(THE TASK):
Using the data below, copy every line that contains the word "bugs".

(AVAILABLE RECORDS):
Issue #873, opened 2017-05-19
Scala syntax warts/bugs


xeno-by:
### List of Scala syntax / Scala parser warts discovered so far

  1. Function parameters can not be annotated
  1. `try expr catch expr` syntax
  1. Package objects can't have annotations
  1. Lambdas can not be disambiguated from self types in templates
  1. Patterns in vals are parsed inconsistently
  1. Awkward meaning of infix patterns: `a infix (b, c)` means `infix(a, b, c)`
  1. `pq"_: F[_]"` is something completely different from `pq"_: F[_ >: lo <: hi]"`
  1. `pq"a[b]"` is a legal pattern
  1. Guess what `pq"a -1"` means
  1. No way to fully qualify things that are in empty package
  1. Vars with default values may not contain patterns
  1. Constr block
  1. `q"def x { case 1 => 2 }"`
  1. `q"trait F[T] <: Sobaka[T] with Balabaka { def bazinga } "`
  1. `*` is ambigious (ident vs seq wildcard) in most contexts
  1. Floating scala doc
  1. `(x = 2) + (y = 3)` here x = 2 is assign but y = 3 is named argument
  1. `x + ()` is `x.+()` but not `x.+(())`
  1. `A.super[B]` could very well be allow to be an expression on its own
  1. Anonymous top-level type parameters
  1. `import M.{_ => _}`

## Syntax spec bugs

  1. Annotations can have multiple argument lists
  1. Infix expressions can have type arguments
  1. Right hand side of infix expression should be ::= SimpleExpr | ArgumentExprs
  1. Whitespace separators aren't documented well. Sometimes you can have things separated by newlines, sometimes you can't.

xeno-by:
This is non-actionable, since we don't have control over Scala syntax.

PR #907, opened 2017-05-31
Massive cleanup of trees

xeno-by:
We've been holding off refactorings of our trees for years, and finally the time has come. Inspired by [liufengyun/gestalt](https://github.com/liufengyun/gestalt) and based on my work on [new-style def macros](https://github.com/scalamacros/scalamacros/pull/1), I propose that we change our trees and supporting data structures to make user experience better.


xeno-by:
@olafurpg If we're doing all these breaking changes, how about we get rid of `Term.Placeholder`? We'll just silently create synthetic `Term.Function` nodes. I've given it a bit of thought now, and everything seems to work out name-wise and token-wise.

scalameta/trees/shared/src/main/scala/scala/meta/Trees.scala
```diff
@@ -409,9 +409,16 @@ object Enumerator {
 @branch trait Importee extends Tree with Ref
 object Importee {
   @ast class Wildcard() extends Importee
-  @ast class Name(name: scala.meta.Name.Indeterminate) extends Importee
-  @ast class Rename(name: scala.meta.Name.Indeterminate, rename: scala.meta.Name.Indeterminate) extends Importee
-  @ast class Unimport(name: scala.meta.Name.Indeterminate) extends Importee
+  @ast class Name(name: scala.meta.Name) extends Importee {
```
olafurpg: Additionally, can we expose a `Name(): Name = Name.Anonymous()` constructor? Structure should then also print out `Name()` instead of `Name.Anonymous()`.

scalameta/trees/shared/src/main/scala/scala/meta/Trees.scala
```diff
@@ -96,7 +92,8 @@ object Term {
     checkFields(enums.head.is[Enumerator.Generator])
   }
   @ast class ForYield(enums: List[Enumerator] @nonEmpty, body: Term) extends Term
-  @ast class New(templ: Template) extends Term
+  @ast class New(init: Init) extends Term
+  @ast class NewAnonymous(templ: Template) extends Term
```
olafurpg: How about `NewRefinement`? That would be consistent with the language spec https://www.scala-lang.org/files/archive/spec/2.11/03-types.html#compound-types

scalameta/trees/shared/src/main/scala/scala/meta/Trees.scala
```diff
@@ -329,53 +323,38 @@ object Pkg {
...
-  }
-  def fresh(): Ctor.Name = fresh("fresh")
-  def fresh(prefix: String): Ctor.Name = Ctor.Name(prefix + Fresh.nextId())
+                       init: Init,
+                       stats: List[Stat]) extends Ctor with Stat {
+    checkFields(stats.forall(_.isBlockStat))
+  }
+}
+
+@ast class Init(tpe: Type, name: Name, argss: List[List[Term]]) extends Ref {
```
olafurpg: Amazing, I like `Init` a lot.

Can we expose a custom constructor `Init(Type) = Init(Type, Name(), Nil)`? Init.structure should likewise print that syntax if name is anonymous and argss.isEmpty

olafurpg: Additionally, it might be worth adding a comment highlighting difference between Init and Term.Apply. Why are both `tpe: Type` and `name: Name` necessary? According to my best understanding, it's necessary for the semantic api so that Ref.symbol references the correct type + ctor symbols, unlike regular Term.Apply

scalameta/parsers/shared/src/main/scala/scala/meta/internal/parsers/ScalametaParser.scala
```diff
@@ -403,11 +403,6 @@ class ScalametaParser(input: Input, dialect: Dialect) { parser =>
   def acceptOpt[T <: Token : TokenInfo]: Unit =
     if (token.is[T]) next()
 
-  /** {{{
```
olafurpg: Thanks for removing these, esp. if they're out of sync with the actual spec.

scalameta/tokenizers/shared/src/main/scala/scala/meta/internal/tokenizers/XmlParser.scala
```diff
@@ -123,15 +123,13 @@ class XmlParser(Block: P0,
   }
 }
 
-case class RangePosition(from: Int, to: Int)
```
olafurpg: I personally dislike `(Int, Int)` tuples, it's not clear what each field does. I would prefer to give it a more precise name like `XmlTokenRange`, or reuse Position.Range. It adds mental cycles to see what `List.newBuilder[(Int, Int)]` means.

scalameta/trees/shared/src/main/scala/scala/meta/Trees.scala
```diff
@@ -408,7 +408,7 @@ object Importee {
   // checkFields(stats.forall(_.isTopLevelStat))
 }
 
-package internal.ast {
+package internal.trees {
```
olafurpg: 👍 I've bumped into this inconsistency before.

scalameta/trees/shared/src/main/scala/scala/meta/Trees.scala
```diff
@@ -348,7 +348,7 @@ object Ctor {
 
 @branch trait Mod extends Tree
 object Mod {
-  @ast class Annot(body: Init) extends Mod
+  @ast class Annot(init: Init) extends Mod
```
olafurpg: Can we add a `@deprecated def body = init`? I'd like to migrate this automatically with scalafix.

scalameta/trees/shared/src/main/scala/scala/meta/Trees.scala
```diff
@@ -333,9 +333,9 @@ object Ctor {
 @ast class Template(early: List[Stat],
                     inits: List[Init],
                     self: Term.Param,
-                    stats: Option[List[Stat]]) extends Tree {
+                    stats: List[Stat]) extends Tree {
```
olafurpg: On one hand, I am excited to see this complication gone. With Init and Term.NewAnonymous (Term.NewRefinement is better btw!), it is no longer necessary to distinguish between `object a {}` and `object a`. cc/ @DavidDudson

scalameta/trees/shared/src/main/scala/scala/meta/Trees.scala
```diff
@@ -330,9 +330,11 @@ object Ctor {
   checkParent(ParentChecks.Init)
 }
 
+@ast class Self(name: Term.Name, decltpe: Option[Type]) extends Member
+
 @ast class Template(early: List[Stat],
                     inits: List[Init],
-                    self: Term.Param,
+                    self: Self,
```
olafurpg: Interestingly, the old design didn't guard against non-sensical trees like 

```scala
@ Template(Nil, Nil, Term.Param(List(mod"lazy"), Term.Name("b"), Some(Type.Name("X")), Some(q"2")), Some(Nil))
res7: Template = { lazy b: X = 2 => }
```

This is a nice improvement.

olafurpg:
## s/immutable.Seq/List/

I agree immutable.Seq has always been annoying, and I've seen many beginners
hit on this. However, I feel like we are rushing too quickly to use List. I'd
like to see a closer comparison why `List` is better than `scala.Seq`, if only
just to document why we don't want scala.Seq at all. 

- scala.Seq remains source and binary compatible with immutable.Seq. It solves
  the only sore point in the current design, which is the need for `import
  s.c.i.Seq`
  - switching to List is quite a breaking change, although if we go that route
    I'm sure we can lazily fixable with with a deprecated implicit conversion +
    scalafix rewrite
- scala.Seq retains flexibility to plug in more memory/cpu efficient
  *immutable* collections, if necessary. We don't know what applications
  scalameta will be used for in the future, just like it wasn't known 2 years
  ago how Scalameta would look like today.
- scala.Seq retains ability to implement Tree with List by default (quasiquotes/parser)
- trees built with immutable collections cannot become mutable
- `Tree.==` is by reference anyways

By using scala.Seq instead of List we risk some problems if someone explicitly
takes advantage of `mutable.Seq <: scala.Seq`

- invariant errors, for example
  - `Tree.parent` will return bogus results if we append mutable seqs 
  - `Tree.tokens` may behave weirdly
- defensive copying in utility methods, we can't be sure whether a tree is
  immutable or not. Maybe we can expose an `.immutable: Tree` method that creates
  a new immutable tree to prevent that (please don't shoot me for suggesting
  this!)
- fun debugging sessions with mutable trees

Observe that the downsides cannot happen to trees generated by quasiquotes or
the parser because those will always be backed by immutable collections
anyways.

olafurpg:
## Unify Term.Assign and Term.Update

I am not a fan of this change. Term.Assign is used for reassigning vars while
the other is syntax sugar for calling `.update`. I like Term.Update because it
matches `def update`. I have not experienced confusion between the two, can you
please motivate this better?

olafurpg:
## s/Pat.Var.Type/Type.Var/

I'm not sold on the `Type.Var` name. Why?
- there's not Term.Var
- it doesn't seem to be related to `Defn.Var/Decl.Var`

If the spec calls the "Type variable", how about we call them `Type.Variable`?
It's more verbose, but type variables are not so common in my experience.

olafurpg:
## s/Pat.Var.Term/Pat or Pat.Var?/

In some places, Pat.Var.Term is replaced with Pat.Var and in others it's Pat.
If scalafix encounters a Pat.Var.Term (in term/type/pat position), what should it rewrit it to?

olafurpg:
## s/RangePosition/XmlTokenRange/

Please lets try to avoid tuples when we can give things reasonable names.
I agree RangePosition was a bit generic, how about XmlTokenRange?

olafurpg:
## s/Point//

I am not sold by this change, and it feels out of place in this PR.  I can't
say that I have experienced much pain from Point besides the verbose interface
to manually construct a Position.Range (which I only done once, I believe).  I
like the fact that `Position.start` forces me to think if I mean the
column/line/offset, even if it's unwieldy. If you are not feel strongly about this
change I propose we move the discussion to an issue or separate PR.

olafurpg:
Adding @DavidDudson and @mutcianm to the reviewer list, they may have more insights on pain points in the current AST design.

olafurpg:
While reviewing, I took note of most of the changes I believe we can automate with scalafix

```
s/TryWithCases/Try/
s/TryWithTerm/TryWithHandler/
s/Term.Arg.Named/Term.Assign/
s/Term.Arg/Term/
s/Type.Arg.ByName/Type.ByName/
s/Type.Arg.Repeated/Type.Repeated/
s/Pat.Arg.SeqWildcard/Pat.SeqWildcard/
s/Type.Arg#/Type/
s/Param.Name/Name/
s/Pat.Type/Type.Var/
s/internal.ast/internal.trees/
s/Mod.Annot.body/Mod.Annot.init/
s/Template.stats.*/Template.stats/
s/Lit.Unit(())/Lit.Unit()/
s/Lit.Null(null)/Lit.Null()/
s/Template(_, _, Term.Param(...))/Template(_, _, Self(...))/
```
Adding them here for documentation purposes. Ideally, we can host this rewrite in the scalameta repo and support the instructions "run `scalafix scalameta/scalameta/v1.9`"

One question, when encountering `Pat.Var.Term`, should it be rewritten to `Pat` or `Pat.Var`?

notes/syntaxwarts.md
```diff
@@ -1,30 +0,0 @@
-### List of Scala syntax / Scala parser warts discovered so far
```
DavidDudson: Is this file reporduced somewhere? Is it not useful to keep it around?

DavidDudson:
@olafurpg I personally prefer list, at $Job we made a similar desicion, except out language is an antlr4 grammar that is then converted into a scala ast.

Heres my opinion.

List is extremely efficient when constructing and deconstructing from the head, or traversing.

99.99% of the time those are the operations you perform on a the lists in an AST.

Exceptions may be...

- Partitioning lists to parallize work
- Accessing via index

Although I've never had to do either of these things.

Also `List` is very efficient for a small number of elements. 
`Vector` on the other hand is not.

I would say most lists we create in Tree's are sub 16 elements.
I doubt many go over 100.
I always reference http://www.lihaoyi.com/post/BenchmarkingScalaCollections.html#lists-vs-vectors.

There are times, like return a flattened list of all descendants, where we should be returning Vector and not List. But I think List is more beneficial as a general collection type.

However, I would like to see some benchmarks run before this commit is merged, both with memory and performance.

The other benefit of `List` is that you can copy paste `.syntax` without issue

notes/syntaxwarts.md
olafurpg: Here https://github.com/scalameta/scalameta/issues/873

olafurpg:
@xeno-by I merged the latest changes in master with your PR here https://github.com/olafurpg/scalameta/commit/b4fa6ab5932673bd7a6ca5436bcdfee6441da241 you can fast-forward olafurpg/1.9

- the EqualProps tests in contribJVM/test are failing because of `val Name.Term("_") = Name.Anonymous()` matches and `Term.Name("_")` throws error. How about making `Term.Name("_")` instantiate `Name.Anonmous()`?
- I'm getting assertion errors when running `benchmarks/test`. see stack trace https://gist.github.com/olafurpg/15ef751aa62ac09d056ee1fef0b75bb3 It seems something is off in the parser/tokenizer

olafurpg:
I used my super-power merge rights to push my 1.9 branch onto your fork. Let me know if I should not do that, I just wanted to check if it was possible and thought it would be good to update the CI logs.

Please take a look at the failing test cases in EqualProps and BenchmarkOK

olafurpg:
Weird, the CI is unable to reproduce the errors in EqualProps. The errors I get locally are 

```scala
Error: java.lang.UnsupportedOperationException java.lang.UnsupportedOperationException: Invalid transformation of Self.name: Name.Anonymous -> Type.Name. From: Name.Anonymous(), to: Type.Name("_")
scala.meta.transversers.Transformer.fail(Transformer.scala:4)
scala.meta.transversers.Transformer.apply(Transformer.scala:4)
scala.meta.transversers.Api$XtensionCollectionLikeUI$transformer$2$.apply(Api.scala:10)
scala.meta.transversers.Transformer.apply(Transformer.scala:4)
scala.meta.transversers.Api$XtensionCollectionLikeUI$transformer$2$.apply(Api.scala:10)
scala.meta.transversers.Transformer.apply(Transformer.scala:4)
```

xeno-by:
Hi guys! Thanks a lot for your thoughtful feedback. Reviewing this pull request must've been a lot of time, and I really appreciate that you've taken this time. I'm currently preparing for my talk tomorrow and catching up at work, so I'll be addressing your comments later this week.

@olafurpg Special thanks for doing immediate fixups!

scalameta/tokenizers/shared/src/main/scala/scala/meta/internal/tokenizers/XmlParser.scala
ShaneDelmore: Enough programmers treat ranges as inclusive -> inclusive that I also prefer Range so I don't get surprised on Range.Exclusive vs Range.Inclusive.

scalameta/trees/shared/src/main/scala/scala/meta/Trees.scala
xeno-by: Done

scalameta/trees/shared/src/main/scala/scala/meta/Trees.scala
xeno-by: I like this idea. However, instead of `Name()`, I'll do `Name("_")` in order to be symmetric with pattern matching.

xeno-by: Actually, I have an even better idea imo. How about we merge `Name.Anonymous` and `Name.Indeterminate` into just `Name`?! I'll prototype this today or tomorrow and will report back with results.

scalameta/trees/shared/src/main/scala/scala/meta/Trees.scala
xeno-by: Is there "on the other hand"?

scalameta/trees/shared/src/main/scala/scala/meta/Trees.scala
```diff
@@ -75,31 +75,31 @@ object Term {
   @ast class Tuple(args: Seq[Term] @nonEmpty) extends Term {
     // tuple must have more than one element
     // however, this element may be Quasi with "hidden" list of elements inside
-    require(args.length > 1 || (args.length == 1 && args.head.is[scala.meta.internal.ast.Quasi]))
+    checkFields(args.length > 1 || (args.length == 1 && args.head.is[scala.meta.internal.ast.Quasi]))
```
xeno-by: Done.

scalameta/trees/shared/src/main/scala/scala/meta/Trees.scala
xeno-by: I'd be in favor of `NewAnonymous`, since [SLS 6.10](https://www.scala-lang.org/files/archive/spec/2.11/06-expressions.html#instance-creation-expressions) says that this is instance creation of an anonymous class. 

I don't think that [SLS 3.2.7](https://www.scala-lang.org/files/archive/spec/2.11/03-types.html#compound-types) is applicable here, because refinements are a type-level concept, and `new t` from SLS 6.10 is operating not on types, but on templates.

scalameta/trees/shared/src/main/scala/scala/meta/Trees.scala
xeno-by: 1) See https://github.com/scalameta/scalameta/issues/972.

2) Your understanding is correct.

scalameta/trees/shared/src/main/scala/scala/meta/internal/prettyprinters/TreeSyntax.scala
```diff
@@ -18,7 +18,7 @@ import org.scalameta.{unreachable, debug}
 import scala.compat.Platform.EOL
 
 object TreeSyntax {
```
xeno-by: Our current prettyprinter is outrageously inadequate - it is both slow and buggy - so I agree that it should be rewritten from scratch. However, I'm not sure about the exact strategy.

My concern about using `typelevel/paiges` is that the 3-5x slowdown advertised in the readme is not really competitive (even though the readme claims the opposite). It would be a shame to invest significant time into a rewrite only to discover that the new version is inadequate, too.

@olafurpg @DavidDudson What do you think?

/cc @densh, since he seems to have experimented with prettyprinters a lot with native. Denys, I see that you're currently using a dumb imperative prettyprinter. Are you happy with it? Do you plan to change it in the future?

scalameta/tokenizers/shared/src/main/scala/scala/meta/internal/tokenizers/XmlParser.scala
xeno-by: Done.

xeno-by:
> s/immutable.Seq/List/

Having read your arguments, I think I still prefer `List`, since it's the most prescriptive option. `scala.Seq` is also a good one, because it provides flexibility, but until this flexibility is actually needed, I'd say we stick with `List`. In the past, most of our future-proofing attempts have failed (hence my spree of "kill wishful thinking" commits), so I'd be wary of applying this kind of design reasoning. /cc @densh 

> Unify Term.Assign and Term.Update

@olafurpg I unified these nodes simply because it seemed like a way to get rid of code - no other hidden agenda. In our chat in Copenhagen after the review of this PR, you mentioned that you had changed your mind and were fine with this unification. What do you think now?

> s/Pat.Var.Type/Type.Var/

SLS 8.2 says that those guys are indeed type variables. It is unsatisfying that there are no term variables (well, actually, there are, but they are hidden in typer), but I'd say that this irregularity is on SLS, not on us.

While I agree that `Var` can be confused with `Decl/Defn.Var`, consider that there's also `Pat.Var`. If we were to rename `Type.Var` to `Type.Variable`, we would also have to rename `Pat.Var` to `Pat.Variable` to stay consistent. However, `Pat.Var` is a very frequent AST node, so there is a non-trivial downside to this renaming. What do you think about this trade-off?

> s/Pat.Var.Term/Pat or Pat.Var?/

There is no easy answer here. On the one hand, `Pat.Var` means exactly the same as what `Pat.Var.Term` meant previously. On the other hand, some uncommon type signatures were relaxed, so some uncommon code that previously compiled with `Pat.Var.Term` won't compile now. I'd say we go for `Pat.Var` and ask users to fix their code if it doesn't work.

> s/RangePosition/XmlTokenRange/

Fixed.

> s/Point//

I feel this is a significant improvement. I think that the new API is easier to construct and to deconstruct, as well as to explain to newcomers (now I can just say use `pos.start` or `pos.end`). I suggest we keep this.

xeno-by:
@olafurpg @DavidDudson Here's the current status of the pull request:
  * [x] Rebased against the current master.
  * [ ] `Name.Anonymous` is still broken.
  * [x] All other code comments are addressed.
  * [x] All regular comments are addressed.

scalameta/trees/shared/src/main/scala/scala/meta/internal/prettyprinters/TreeSyntax.scala
olafurpg: I think you are misunderstanding the 3-5x slowdown as being caused by non-imperativeness. The [underlying implementation](https://github.com/typelevel/paiges/blob/78777cbc6d7f95fd909141d7fe7a7346bd2a19fb/core/src/main/scala/org/typelevel/paiges/Chunk.scala) is imperative. It's ~4x slower than `.mkString` because it implements line wrapping, which is non-trivial and highly valuable IMO for pretty-printers.

The complexity in TreeSyntax is partly caused it trying to implement line-wrapping in some places. For example, see `s(stats.head).toString.contains(EOL)` [here](https://github.com/scalameta/scalameta/blob/d0804413ab1845fc9603ef73282bed1c0616970d/scalameta/trees/shared/src/main/scala/scala/meta/internal/prettyprinters/TreeSyntax.scala#L492). I suspect a paiges based line wrapper might be an order of magnitude faster than the current TreeSyntax, and even if TreeSyntax is terribly slow I think performance is not its biggest issue.

olafurpg: btw, this output here https://gist.github.com/olafurpg/44ee2d0a8c5b8330702cf00d23d0978a which was pretty-printing by `.structure` output rendered in ~300ms. It took me 10 mins to implement that pretty printer. Scalafmt would choke on that input, despite months of optimization efforts.

xeno-by:
Finally, all green! Merging.

PR #916, opened 2017-06-04
Add new logo to website.

olafurpg:
I made some unsuccessful attempts to put the logo next to the
"Scalameta" top header. Instead, the logo is now center before the
first paragraph. Ideally, the default scalatex page should support
some "logo" setting.

screen shot 2017-06-04 at 18 51 59


xeno-by:
@lihaoyi Could you provide advice about this? It would be great to have the logo in the header.

lihaoyi:
@xeno-by Scalatex is just HTML, so you can do whatever you want with it. Here's what I use to center some images in the Ammonite readme

```scala
@img(src:="Editing.gif", display.block, marginLeft.auto, marginRight.auto, height := 172)
```

I don't think it makes sense for Scalatex to support "logo" by default; that sounds variable enough that different people will want different things, and anyway is basically trivial to add yourself (as above) unless there's some special handling or behavior it needs that I'm not seeing

olafurpg:
@lihaoyi Thank you for the help. I was trying to accomplish something like this

screen shot 2017-06-05 at 09 16 23

but I struggled to get it to work with the top-level `@sect(Scalameta, version)` without customizing scalatex.Main.

lihaoyi:
@olafurpg one option is to `position: absolute` it, the way I tack on the "fork me on github" ribbons e.g. here http://www.lihaoyi.com/Ammonite/

olafurpg:
@lihaoyi 
I tried `position: absolute` but it doesn't seem to play nicely with different screen sizes

screen shot 2017-06-05 at 09 28 12


I'm now experimenting with extending `Section.headers` https://github.com/lihaoyi/Scalatex/blob/abf077fab654e2954997aed86c7cf75c75629320/site/src/main/scala/scalatex/site/Section.scala#L80

lihaoyi:
Hmm yeah inheriting from `Site` and overriding `Site#section#headers` seems like the correct thing to do https://github.com/lihaoyi/Scalatex/blob/master/site/src/main/scala/scalatex/site/Section.scala#L80-L88

xeno-by:
Moved to https://github.com/scalameta/scalameta/issues/969.

PR #917, opened 2017-06-04
Upgrade to Scala.js 0.6.17 for faster link times.

olafurpg:
My experiments show a drop from ~17s to ~3s for scalametaJS/test, see
https://github.com/scala-js/scala-js/issues/2827#issuecomment-306063974

### DIFF
--- a/project/plugins.sbt
+++ b/project/plugins.sbt
@@ -1,4 +1,4 @@
-addSbtPlugin("org.scala-js" % "sbt-scalajs" % "0.6.16")
+addSbtPlugin("org.scala-js" % "sbt-scalajs" % "0.6.17")
 
 addSbtPlugin("me.lessis" % "bintray-sbt" % "0.3.0")
 


xeno-by:
@jvican @olafurpg Looks like another spurious error caused by SBT resolution (https://platform-ci.scala-lang.org/scalameta/scalameta/341/2). What can we do about this?

project/plugins.sbt
```diff
@@ -1,4 +1,4 @@
-addSbtPlugin("org.scala-js" % "sbt-scalajs" % "0.6.16")
+addSbtPlugin("org.scala-js" % "sbt-scalajs" % "0.6.17")
```
xeno-by: LGTM

olafurpg:
I think the server's bandwidth is being limited. Fabien setup an artifactory recently that we can proxy through to limit bandwith. I'll try to configure our docker image to use that this week.

PS. I restarted the build but if failed again.

olafurpg:
I opened a PR to setup travis CI https://github.com/scalameta/scalameta/pull/920 I don't want to waste more time on CI resolution/caching problems.

xeno-by:
@olafurpg I suggest we merge this as is.

olafurpg:
Agreed, I have changed the CI to Travis in #921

(ANSWER BOX):
Scala syntax warts/bugs
## Syntax spec bugs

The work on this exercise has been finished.